Huntington Lake (formerly, Basin) is an unincorporated community in Fresno County, California. It is located on the west end of Huntington Lake 2 mi north of Big Creek, at an elevation of 7027 feet (2142 m).

The Basin post office opened in 1913, the name was changed to Huntington Lake in 1916. Huntington Lake is a community of USFS Recreation Residences.

==Climate==
This region experiences warm (but not hot) and dry summers, with no average monthly temperatures above 71.6 F.
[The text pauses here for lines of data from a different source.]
PR #455, opened 2023-07-26
DLPX-87132 Revert "DLPX-86533 CIS: default umask"

colinwkingen:
…7-7a57-459e-af31-863ef36f1721"

This reverts commit 73297c9c320083ab19e7b4d77d8e0c3085c3d469, reversing changes made to 5a98530dafd6e05e7dfd7b073e4dcec523097058.

### Problem

https://delphix.atlassian.net/browse/DLPX-87132

Change caused masking update failures.

### DIFF
--- a/files/common/etc/profile.d/set-umask-for-all-users.sh
+++ b/files/common/etc/profile.d/set-umask-for-all-users.sh
@@ -1,3 +1,0 @@
-#!/bin/sh
-
-umask 027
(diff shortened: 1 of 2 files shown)


sonamkindy (commented):
This looks good, but you need to update the commit message to:
`DLPX-87132 Revert "DLPX-86533 CIS: default umask"` so the jira pr check passes.

You probably also want to update the solution to something like revert the change so masking engineers and automation are unblocked; the change can be reintroduced at a later date.

sebroy (approved):

PR #458, opened 2023-08-09
DLPX-87360 reduce deadman timer to quickly detect hung socket connection

grwilson:
This is the companion PR to https://github.com/delphix/zfs/pull/1097

### DIFF
--- a/files/common/lib/modprobe.d/10-zfs.conf
+++ b/files/common/lib/modprobe.d/10-zfs.conf
@@ -122,3 +122,12 @@ options zfs zfs_vdev_open_timeout_ms=180000
 # VDB errors (e.g. MSSQL VDB refresh failing).
 #
 options zfs zvol_open_timeout_ms=60000
+
+#
+# The deadman timer is typically used to detect if an I/O is hung.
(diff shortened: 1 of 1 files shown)


prakashsurya (approved):

files/common/lib/modprobe.d/10-zfs.conf
```diff
@@ -122,3 +122,12 @@ options zfs zfs_vdev_open_timeout_ms=180000
...
 options zfs zvol_open_timeout_ms=60000
+
+#
+# The deadman timer is typically used to detect if an I/O is hung.
+# On object store pools, the deadman timer check for a hung socket
+# connections between the kernel and the agent. Reducing this
+# to 1 minute will allow the kernel to detect this condition quickly
+# and restart the agent if the connection is hung.
+#
+options zfs_deadman_synctime_ms=60000
```
prakashsurya: I don't think the syntax is right.. I think you need `options zfs zfs...`

sebroy (approved):
No concerns other than the thing that Prakash already pointed out.

PR #459, opened 2023-08-11
DLPX-87464 Add netcat package to list of dependencies

prakashsurya:


sebroy (commented):
What set of new dependencies does this bring in (if any)?

sebroy:
Based on internal discussions, it's not clear that there's sufficient justification for adding this to the image.

debian/rules
```diff
@@ -151,6 +151,7 @@ DEPENDS += aptitude, \
 	   memstat, \
 	   mtr-tiny, \
 	   ncdu, \
+	   netcat, \
```
sebroy: I think the netcat package is actually called `netcat-openbsd`. The information on the plain `netcat` package says:

> This is a transitional package that depends on the netcat-openbsd
> implementation of netcat, preferred in Ubuntu.  It may be safely removed.

sebroy (changes requested):

prakashsurya:
> Based on internal discussions, it's not clear that there's sufficient justification for adding this to the image.

Should I go ahead and close this as "won't fix"?

sebroy:
> Should I go ahead and close this as "won't fix"?

It looks like there may still be some use cases not addressed by our APIs. Let's go ahead and move forward with this, and we can file separate Jira issues representing the gaps in functionality.

prakashsurya:
I ran the following command before and after this change:
```
$ dpkg-query -Wf '${Package}\n' | sort
```
Here's the diff:
```
$ diff pkgs-before.txt pkgs-after.txt
495a496,497
> netcat
> netcat-openbsd
```
looks like it's not pulling in any other dependencies.

I'll make the change from depending on `netcat` to `netcat-openbsd`.. I think we're good otherwise.

david-mendez1 (approved):

sebroy (approved):

PR #474, opened 2024-02-29
DLPX-86530 CIS: delphix user lockout after failed login attempts

rupalimatkar:
Background
=========
CIS: delphix user lockout after failed login attempts

JIRA: https://delphix.atlassian.net/browse/DLPX-86530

Summers typically feature warm daytime temperatures between 75 and 85 F, and can occasionally top 90 F. Lake breezes are common, which can help temper the warm daytime temperatures. Due to Huntington Lake's elevation, nighttime temperatures are significantly cooler than daytime temperatures, with low temperatures ranging between 40 and 50 F. Most summer days start off clear and cool, with afternoon thunderstorms occurring on most summer afternoons. These storms can occasionally produce hail and even snow. Winters are cool and chilly but average monthly temperatures typically remain at or above freezing. Snow is common in winter and averages around 234 in of snow per year. According to the Köppen Climate Classification system, Huntington Lake has a warm-summer Mediterranean climate, abbreviated "Csb" on climate maps.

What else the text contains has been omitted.